Dataset of the Optimization of a Low Power Chemoresistive Gas Sensor: Predictive Thermal Modelling and Mechanical Failure Analysis

This dataset has been used for the development of a thermal-mechanical predictive model for the optimization of silicon microheater for gas sensing applications. The thermal and mechanical performance of the microfabricated silicon microheaters have been experimentally evaluated by using a manual probe and a shear/pull tester, respectively. Thermal (TableS1_AB_Thermal Database-Tidy) and mechanical (TableS3_AB_Mechanical Databse-Tidy) data are organized in separate excel files, which can be used for further data analysis. The first sheet of each file is reported in the tidy format, i.e. every single row represents an observation, allowing for a rapid importation in R as well as an easy data analysis. The second sheet of both files contains the experimental curves collected, which allowed to extrapolate by analysis the data shown in the first sheet. The progressive number is also present in the first sheet (reported as sample number) to easily relate the tidy results with the correspondent curves. Power (mW), reported in the first sheet of the thermal database, needed to reach the temperature of 400 °C for each combination of membrane and heater. The second sheet includes the Voltage (V), applied as an independent variable, and the measured resistance (Ohm), the measured temperature (°C), and the measured Power (mW), which were the dependent variables . Each sample has then five columns. 

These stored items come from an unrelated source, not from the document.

Issue #22149, opened 2020-06-29
Investigate impact of switching default logging system to log4j2


philwebb:
We've had requests before to switch the default logging system from logback to log4j2. In order to prepare for Spring Boot 3.x, we should reassess what the impact of such a switch would be for our users.

(somewhat triggered by the request to support JSON logging [#5479])

rgoers:
@philwebb If there is anything the Apache Logging team can do to assist you in this please let us know.

wilkinsona:
@rgoers Thank you.

One area that's just come up is providing log4j2-based support for the [`<springProfile>`](https://docs.spring.io/spring-boot/docs/2.4.4/reference/htmlsingle/#profile-specific-configuration) and the [`<springProperty>`](https://docs.spring.io/spring-boot/docs/2.4.4/reference/htmlsingle/#environment-properties) elements that we currently support with Logback.

`<springProperty>` is rather like a lookup and is quite similar to the existing Spring Boot lookup. `<springProperty>` doesn't have a dependency on Spring Cloud whereas it appears the Log4j2's Spring Boot lookup does?

`<springProfile>` provides some basic conditional configuration support, allowing configuration to be applied based on the Spring profiles that are active. From what I've seen, there isn't something similar in Log4j2 at the moment.

Spring Boot 3 is by no means imminent (it won't be in 2021) so there's no urgency here at the moment, but it would be interesting to explore what plugging `<springProperty>` and `<springProfile>` support into Log4j2 might look like.

rgoers:
@wilkinsona The Spring Lookup was in log4j-spring-cloud-config when it was first released. However, it was broken out into log4j-spring-boot in 2.14.0. As you might imagine, that module only requires Spring Boot.

As for <springProperty>, I've never had a need for it so it never occurred to me to implement it. We simply configure the different config file locations for each profile in our Spring Cloud Config server in bootstrap.yml. That said I don't see any reason why we couldn't support "conditional" plugins. They would be a bit different than any other plugins as their action would take place while processing configuration file and would not appear in the resulting configuration object.  

I will add a Jira issue to Log4j 2 to add support for conditionals. In general, we want to stay away from introducing any kind of programming logic in the config file but having a component that simply decides whether its children should be included or not seems reasonable.

rgoers:
I have added support for <springProfile>. It should be in Log4j 2.15.0. I don't see a reason to add support for a SpringProperty plugin since 

[...]

PR #25874, opened 2021-04-02
log4j2(xml) configuration enhancement, support <SpringProfile> tag 

kongwu-:
Enhance the configuration of log4j2 (xml), support Profile-specific Configuration (`<SpringProfile>`), consistent with logback extension.

Spring Boot currently only enhances the Logback (XML) configuration to support the <springProfile> tag. This feature is very useful, but is not supported by Log4j2.

I copied the code in Log4j2 XML to parse the XML configuration and created a new SpringBootXmlConfiguration to support the <SpringProfile> tag, which is as simple and easy to use as Logback Extension.

**Compatibility issues with rewriting the Log4j2 parsing code:**

1. I just copied the `XmlConfiguration` code directly from Log4j2, adding very little code and making no big changes like formatting. If there is an update to Log4j2, it is easy to rewrite the parsing class and update it accordingly.
2. The `XmlConfiguration` class in Log4j2 was last updated in June 2019, with no updates between [2.12.0,2.14.1] and the default dependent version of Log4j2 in Springboot (master) is 2.14.1

**To sum up, there is no risk in this kind of enhancement**

### DIFF
--- a/spring-boot-project/spring-boot/src/main/java/org/springframework/boot/logging/log4j2/Log4J2LoggingSystem.java
+++ b/spring-boot-project/spring-boot/src/main/java/org/springframework/boot/logging/log4j2/Log4J2LoggingSystem.java
@@ -26,7 +26,6 @@ import java.util.List;
 import java.util.Map;
 import java.util.Set;
 
-import ch.qos.logback.classic.joran.JoranConfigurator;
 import org.apache.logging.log4j.Level;
 import org.apache.logging.log4j.LogManager;
 import org.apache.logging.log4j.Marker;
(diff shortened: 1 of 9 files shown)


kongwu-:
I have built it locally through

wilkinsona:
Thanks for the proposal.

I'm afraid that I'm not keen on copying Log4j 2's `XmlConfiguration` into Spring Boot and then modifying it, regardless of how stable the code may be. Even if we were comfortable with the approach, we'd also need to do the same for `JsonConfiguration` and `YamlConfiguration` as Boot supports yaml and json configuration in addition to XML.

If you would like to see Spring Boot's Log4j2 integration support springProfile and springProperty as they do with Logback, I think it should be done via some officially supported plug points in Log4j2. https://github.com/spring-projects/spring-boot/issues/22149 is tracking possibly switching from Logback to Log4j2 and the Log4j team have offered their help. We can use that issue to explore things.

The values of the corrective thermal constant KEAD are shown in a separate file (Table S2_KEAD Database). The first sheet of the file is in tidy format. The progressive number is also present in the first sheet (reported as sample number) to easily relate the tidy results with the correspondent curves. The experimental data of KEAD constant of sample L1 are reported in sheets 2 and 3, as a function of the percentage area occupied by the heater (A%) and temperature (°C), respectively. The calculation and the physical meaning of KEAD is discussed elsewhere [Gaiardo et al., DOI:10.3390/s21030783]. The calculated values of the corrective thermal constant KEAD are reported as a function of temperature (°C) and of the percentage area occupied by the heater (A%) for samples L2 and L3 in sheets 4 and 5. 

Force (N), reported in the in the first sheet of the mechanical database, represents the force needed to break the microheater membrane during the pull test. All the Force-Deflection curves are shown in the second sheet, within their respective sample number. These sheets contain two columns per sample, the first being the deflection (µm) and the second being the measured force (N). The first data points are registered after the indenter, approaching the MH membranes, meets the membrane and ending in the brittle failure after the maximum force is registered.